Filme retrata classe média baixa que vive nos arredores da Disney World

'Projeto Flórida' adota a perspectiva de crianças e estreia na quinta (1º)

Guilherme Genestreti
São Paulo

Em certo momento do filme "Projeto Flórida", um casal de brasileiros em férias na Disney World se decepciona ao descobrir que o hotel em que fez reserva é uma espelunca: misto de conjunto habitacional com motel de beira de estrada que envergonharia qualquer agência de viagens. Os dois começam a brigar, a mulher bem mais frustrada do que o marido.

A rápida cena resume o paradoxo do drama dirigido pelo nova-iorquino Sean Baker, que estreia nesta quinta (1º).

Nos arredores dos parques temáticos de Orlando, na Flórida, um prédio depauperado é lar para toda sorte de americanos semimiseráveis. O nome do lugar não poderia ser mais irônico: Magic Castle (castelo mágico).

"Embora o problema da moradia seja comum ao país inteiro, essa é uma história que só poderia acontecer naquele lugar", diz o diretor à Folha, por telefone. Ele afirma que buscou retratar o que chama de "desabrigados ocultos". "Os turistas chegam ali aos milhões, gastam os tubos, mas não fazem ideia do que acontece às sombras."

É nessas "sombras" que vivem Moonee (Brooklynn Prince), menininha de seis anos que cresce desregradamente, e sua mãe, a pós-adolescente Halley (Bria Vinaite), trambiqueira que se mantém entre a prostituição eventual e pequenos golpes nos turistas.

Também circulam por ali outros desvalidos do sistema, como o comiserado síndico Bobby (Willem Dafoe, indicado ao Oscar de ator coadjuvante pelo papel), a garçonete Ashley (Mela Murder) e, sobretudo, as crianças com quem Moonee apronta e cujo ponto de vista guia a história.

"O filme tinha que adotar essa perspectiva porque o mote dele é como as crianças crescem nas cercanias do lugar tido como o mais mágico do mundo", diz Baker, que escreveu o roteiro com Chris Bergoch a partir de entrevistas com moradores locais.

UNIVERSOS COLORIDOS

Ainda que apartadas do reluzente império do Mickey, as crianças do filme circulam por seus próprios universos coloridos —sorveterias, lanchonetes, lojas mequetrefes e hipermercados de fachadas kitsch, com os quais o diretor faz questão de saturar a tela.

Alguns dos atores foram pinçados entre anônimos, caso da ultratatuada Bria Vinaite, achada pelo diretor ao acaso, graças a seu singelo perfil no Instagram, repleto de imagens em que ela aparece fumando maconha e dançando com um boá de plumas rosa.

Lançado no Festival de Cannes do ano passado, apenas quatro meses após a posse de Trump, "Projeto Flórida" se tornou um dos títulos mais elogiados daquela edição da mostra e foi saudado como ponta de lança na nova onda de filmes americanos com pegada de realismo social.

"Talvez eu seja parte de uma tendência, mas diria que exponho a realidade de certa classe média baixa justamente porque suas vozes não costumam ser ouvidas", diz Baker, 46, que moldou sua carreira sobre esse segmento.

Sua estreia, "Four Letter Words" (2000), tratava do linguajar de americanos suburbanos para falar de masculinidade.
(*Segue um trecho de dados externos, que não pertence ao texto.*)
PR #8454, opened 2025-09-28
Avoid leaking odb::Rect into different namespaces.

hzeller:
Fix some uses of `using odb::Rect` in header files.


maliberty (approved):
Is there any enforcement method once you have finished with this.  Without it I expect it will rot quickly.

hzeller:
I think once things are done, we should have some `grep` for some pattern like this in the CI.
Maybe even possible now if we only apply the grep to the diff ?

maliberty:
Gemini suggests such a grep is possible in a GH action for just the diffs:
```
git diff "origin/${{ github.base_ref }}"..."origin/${{ github.head_ref }}" | grep "your_pattern"
```

PR #8458, opened 2025-09-28
Remove some `using namespace` uses.

hzeller:


maliberty (approved):

maliberty:
Interestingly https://clang.llvm.org/extra/clang-tidy/checks/google/build-using-namespace.html is more relaxed than your rule (just whole namespace imports are disallowed).

hzeller:
Yes, full namespace imports is what I am reducing here. `using namespace` is _never_ to be used, not even in *.cc files.

`using ParticularType` is allowed in *.cc files, so it is the more relaxed rule.

PR #8476, opened 2025-09-30
mpl: avoid redundant connections

AcKoucher:
Required for the approach in #8375.

These changes are actually a bug fix.

I didn't understand why the regression tests' results were changing as the redundant connections we're getting rid of here should be inoffensive. The thing is that these redundant connections are inoffensive at cluster placement, because when we rebuild the graph at the end of the clustering process, these nets are gone. However, at _macro placement_, these connections go inside the annealer and mess up the normalization, because we use the sum of the weights of all the nets which takes into account these redundant nets.


AcKoucher:
Running Secure-CI.

eder-matheus (approved):

AcKoucher:
Secure-CI is fine.

maliberty (approved):

PR #8489, opened 2025-09-30
ODB: read liberty from 3dblox files

osamahammad21:


src/OpenRoad.cc
```diff
@@ -485,13 +485,13 @@ void OpenRoad::writeCdl(const char* out_filename,
 
 void OpenRoad::read3Dbv(const std::string& filename)
 {
-  odb::ThreeDBlox parser(logger_, db_);
+  odb::ThreeDBlox parser(logger_, db_, sta::Sta::sta());
```
maliberty: You should use the sta_ object.  Same below

maliberty:
Need to fix in bzl `src/odb/src/3dblox/3dblox.cpp:21:10: error: module //src/odb:odb does not depend on a module exporting 'sta/Sta.hh'`

Issue #8183, opened 2025-09-01
Update OpenROAD bazel CI to show critical path w.r.t. running time


oharboe:
### Description

bazel-orfs does this:

https://github.com/The-OpenROAD-Project/bazel-orfs/blob/a94bc4e8e7973750cf818a220fcb2c1e23042469/.github/scripts/smoketests.sh#L11-L23

### Suggested Solution

Show critical path w.r.t. running times

maliberty:
ORFS is a linear flow so that isn't much new information.  What are you hoping to get from this?

oharboe:
> ORFS is a linear flow so that isn't much new information.  What are you hoping to get from this?

We have many parallel activities in ORFS testing. This will tell me which target takes the most time and what it is that takes how much time.

oharboe:
@vvbandeira @maliberty I'm happy to tweak test cases and chip away at the critical path, but I need this information from CI to do so.

oharboe:
@maliberty @vvbandeira Could we prioritize this? Seems like a trivial change...

We need to know exactly which step is taking how much time to optimize running times and to interpret running times in bazel correctly.

Since we have a cache, things that are fast could be inconclusive and things that appear slow could simply be a cache miss and incorrect expectations compared to a full build.

PR #8492, opened 2025-10-01
[DO NOT REVIEW] Mock array scaled down

oharboe:
@maliberty FYI, waiting for #8183 to evaluate.


oharboe:
@jhkim-pii FYI, waiting for #8183 before proceeding with this one...

PR #8496, opened 2025-10-01
Mock array cleanup

oharboe:
No change, make future PRs easier to review.


test/orfs/mock-array/rules-base.json
maliberty, line 1: The description says "no change" so why are the metrics updated?

oharboe: Because I haven't updated them in a while and I wanted to have a separate rules .json file for each variant

oharboe: I'll have some more followup work on this, so it's just a checkpoint to make subsequent PRs easier to review.

oharboe:
@maliberty Thanks!

It will be much easier to inspect these sort of changes when we have GUI in //:openroad...

maliberty:
Try `bazelisk build --//:platform=gui //:openroad`

oharboe:
> Try `bazelisk build --//:platform=gui //:openroad`

Doesn't cover my use-case.

I need a //:openroad GUI target and an //:openroad-cli headless target...

https://github.com/The-OpenROAD-Project/OpenROAD/blob/29b70acdb142efd054e31971b4a168b4ad90316e/MODULE.bazel#L168

maliberty:
I don't follow - you can build either way.  You can also run the gui build without the -gui at startup.

oharboe:
> I don't follow - you can build either way. You can also run the gui build without the -gui at startup.

This is my use-case, run this command to look at something, such as place:

    bazelisk run test/orfs/mock-array:MockArray_place /tmp/place gui_place

maliberty:
Why wouldn't that work if you compiled with the gui enabled?

oharboe:
> Why wouldn't that work if you compiled with the gui enabled?

I don't build openroad, I run tests, which builds OpenROAD for the exec target, then I investigate intermediate build results.

maliberty:
So the tests can build openroad with that option?

oharboe:
> So the tests can build openroad with that option?

Don't know, haven't investigated, not appealing for my use-case/flow:

1. make changes in a free moment
2. run tests before heading off to do something else
3. investigate result, possibly view in GUI
4. create PR

For "options" to work, I'd have to plan ahead in step 2 and remember where I was when getting to 2 and 3... My context is usually flushed when I return to investigating and possibly creating a PR.

maliberty:
This seems no different the regular ORFS.  You build OR with the gui and decide at runtime as to whether you want to pass -gui or not.

oharboe:
> This seems no different the regular ORFS. You build OR with the gui and decide at runtime as to whether you want to pass -gui or not.

Which is not what I do. The command line below will build all dependencies, runs the flow that produces whatever I want to look at, sets up a tmp folder and then launch the GUI. I don't pick a different binary for the GUI.

    bazelisk run test/orfs/mock-array:MockArray_place /tmp/place gui_place

I coud forget all about the differences between GUI and non-GUI builds if I have a //:openroad that produces a GUI and a //:openroad-cli that produces headless. I'm thinking building with a GUI by default [minimizes surprises](https://en.wikipedia.org/wiki/Principle_of_least_astonishment) for the user, hence I think that a //:openroad-cli target makes sense.

maliberty:
In the end that just translates into `openroad -gui ...` or `openroad ....` and the same binary can serve both purposes.  I think making the default platform gui makes sense.

oharboe:
> In the end that just translates into `openroad -gui ...` or `openroad ....` and the same binary can serve both purposes. I think making the default platform gui makes sense.

GUI:

    bazelisk run test/orfs/mock-array:MockArray_place /tmp/place gui_place

CLI (which use today sometimes):

    bazelisk run test/orfs/mock-array:MockArray_place /tmp/place open_place

PR #8502, opened 2025-10-01
Cts: Add option to skip nets

### LINKED ISSUE #7655: Can you exclude nets from clock tree synthesis?

luis201420:
Fixes #7655 

Continue work from PR #7785 

Add the user option to skip clock tree synthesis for a set of nets: `-skip_nets`. 

The option receives a list containing the names of the nets that CTS should skip.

Em "Prince of Broadway" (2008), filmagens com cara de caseiras davam conta da história de um trombadinha de Nova York que se descobria pai.

Mas foi com "Tangerine" (2015) que Baker fez história. O filme sobre duas prostitutas transgênero em Los Angeles foi o primeiro longa filmado inteiramente com um iPhone. Uma bicicleta conduzida pelo próprio diretor ajudou nas cenas panorâmicas. "Creio que todos os filmes tenham de extrapolar os limites de alguma forma", diz.

Alguns dos aspectos de "Tangerine" se repetem em "Projeto Flórida", embora esse último tenha sido rodado em 35 milímetros. Além das cores saturadas, ambos cavoucam certo "bas-fond" dos trabalhadores do sexo.

"A economia 'underground' carrega um estigma enorme, e meus filmes giram em torno de não julgar o diferente. Não quero mudar a mente do público, mas quero que questione suas opiniões."

Seu próximo projeto é uma comédia romântica —mas entre "junkies".